The $20 million, 79,000 square feet facility has been strategically designed to provide immediate access from the emergency department, where many cardiac emergencies are first diagnosed. The new center will consist of two levels, with a new helicopter pad located on the rooftop.
The first level of the Baptist Heart Center will house all invasive and noninvasive procedures, including cardiac cath labs, echo-cardiology, nuclear cardiology, ultrasound, and stress testing facilities. Additional space is designed into the building to accommodate emerging technologies as the diagnosis and treatment of cardiovascular disease evolves. Western Baptist’s Cardiac Rehabilitation department will also relocate to the center’s first level. The second level of the Baptist Heart Center will feature an auditorim to host advanced educational programs.

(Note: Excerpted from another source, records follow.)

PR #1910, opened 2017-10-31
Preliminary Call Support in Tril

mgaudet:
This adds support for creating calls from Tril code to externally defined functions. 

~Currently WIP because the patch as presented is dependent on #1858 being merged first, as it's the PR that contains 0ae512e~

PR #1930, opened 2017-11-02
Add a preliminary language reference for Tril

mgaudet:
[ci skip] documentation only change.

### DIFF
--- a/doc/compiler/tril/TrilLanguageReference.md
+++ b/doc/compiler/tril/TrilLanguageReference.md
@@ -1,0 +1,254 @@
+<!--
+Copyright (c) 2017, 2017 IBM Corp. and others
+
+This program and the accompanying materials are made available under
+the terms of the Eclipse Public License 2.0 which accompanies this
+distribution and is available at https://www.eclipse.org/legal/epl-2.0/
+or the Apache License, Version 2.0 which accompanies this distribution and
+is available at https://www.apache.org/licenses/LICENSE-2.0.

Registration for procedures housed in the new center will be located within the center, itself. Parking will be available on the hospital’s east end and north side, near Broadway St. The center’s main entrance will be located at the 24th Street side, while an ambulance canopy will face the Kentucky Avenue side of the facility.
For more than 25 years, Western Baptist has healed the hearts of many in the four-state region by offering advanced cardiac care provided by some of the most skilled and dedicated physicians in the country. Since bringing open heart surgery to western Kentucky in 1985, the hospital has performed more than 8,100 open heart procedures and it performs more than 3,000 procedures in the cardiac cath labs each year.
With a history so deeply rooted in the heart of the community’s health, Western Baptist Hospital President Larry Barton announced that the building will be funded, in part, with the $4 million bequest left to the hospital in early 2003 by Metropolis, IL resident, Martha Atwell McBane in memory of her late husband, Wayne W. McBane. “We are very pleased to extend our cardiac services to the region by establishing this technologically-advanced center,” said Barton. “The McBanes were loyal patrons of Western Baptist and through their generosity we are able to impact the lives of so many in our area with the services the new center will provide.”